〇炊事場などの火や水を使ってはいけない(神様の食事される場所であるため)
〇掃き掃除などをしてはいない(神様を掃いてしまうため)
〇風呂に入ってはいけない(福の神様も流してしまうため)
〇包丁など切れるものを使わない(良い縁も切ってしまうため)
〇1万円札など大きなお金は使わない(散財する年になってしまうため)」(イニシオフーズ株式会社『百花』より)
「だからおせち料理は予めつくっておくのか」といまさらながら感心しました。
2024.12.25
「今日は何の日」12月 クリスマスは日本でいつ頃始まったのでしょうか?
名誉総長の末川博先生が1960年2月12日の『京都新聞』に掲載したエッセイ「節分とクリスマス」で、「クリスマスというのは、日本に昔からあったわけではなくて、戦前にはこれほど盛んではなかったのが、今日こんなににぎやかになったのはどうしたことであろうか。」「まことに大きな包容力とずぶとい度胸を持っているのが、日本人の特色とでもいうべきであろうか。」と述べています(末川博『京洛閑話』、『末川博随想全集』第八巻、栗田出版会1972年より)。

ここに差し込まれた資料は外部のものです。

PR #923, opened 2026-08-25
perf: avoid redundant CLI runtime spawn

ilepn:
# PR: perf: avoid redundant CLI runtime spawn

## Summary

- Import the compiled CLI in-process when the published package launcher is
  already running under the runtime selected by its lockfile.
- Preserve the existing spawned fallback when the launcher must switch between
  Node and Bun, and preserve the current source-checkout path.
- Align `process.argv[1]` with `dist/cli/qmd.js` before import so the CLI's
  existing main-module guard behaves as it does during a direct invocation.
- Add Node and Bun PID assertions proving that the compiled CLI stays in the
  launcher process.

The published `bin/qmd` launcher currently starts another copy of the selected
runtime even when npm or Bun has already invoked the launcher with that exact
runtime. Removing that duplicate process reduces the fixed cost of every QMD
CLI call without changing runtime selection or source-mode behavior.

## Windows benchmark

QMD 2.8.3, Windows 11, Node 26.7.0, Bun 1.4.0 and Bun 1.4.0 canary. Nine
interleaved keyword-search runs per runtime against the same four-document
synthetic corpus:

| Runtime | Existing launcher median | In-process launcher median | Change |
| --- | ---: | ---: | ---: |
| Node 26.7.0 | 223 ms | 167 ms | -25% |
| Bun 1.4.0 | 626 ms | 322 ms | -49% |
| Bun 1.4.0-canary.1 | 661 ms | 364 ms | -45% |

The Bun result also includes removal of a Windows-only `cmd.exe` hop, so these
percentages should not be generalized to POSIX hosts without separate data.
Model-backed cold starts remain dominated by native runtime/model loading; this
change targets the avoidable Windows launcher cost on every command.

## Verification

- `oxlint .`
- `tsc -p tsconfig.build.json --noEmit`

ところで日本ではいつ頃「クリスマス」が始まったのでしょうか?「1900年に横浜で創業した「明治屋」がクリスマス飾りや関連商品を販売したから」、「1910年に不二家の創業者である藤井林右衛門がクリスマスケーキを販売したから」等の説があります。正岡子規は1892年に「臘八(ろうはち)のあとにかしましくりすます」(臘八とは12月8日のお釈迦様が悟りを開いて仏となった日)、1896年に「八人の子どもむつましクリスマス」と俳句を読んでいます。1900年にはトナカイではなくロバを連れた「北國の老爺三太九郎」という物語が教文館から発行されています。
1900年といえば、立命館大学の前身、京都法政学校が発足した年ですが、この頃には
クリスマスが認知されつつあったということなのでしょう。ところで立命館大学では2022年12月25日に行った「りつくり2022 ~光のサンタと氷の時計台〜」が、新型コロナウイルス禍の影響で希薄となった学生同士や教職員、地域社会とのつながりの活性化を目的として、衣笠キャンパスを舞台とした初の参加型クリスマスイベントとして、存心館へのプロジェクトマッピングや各種企画が行われて話題になりました。
一切の武力攻撃、暴力、差別、環境破壊の無い世界を願って、メリークリスマス!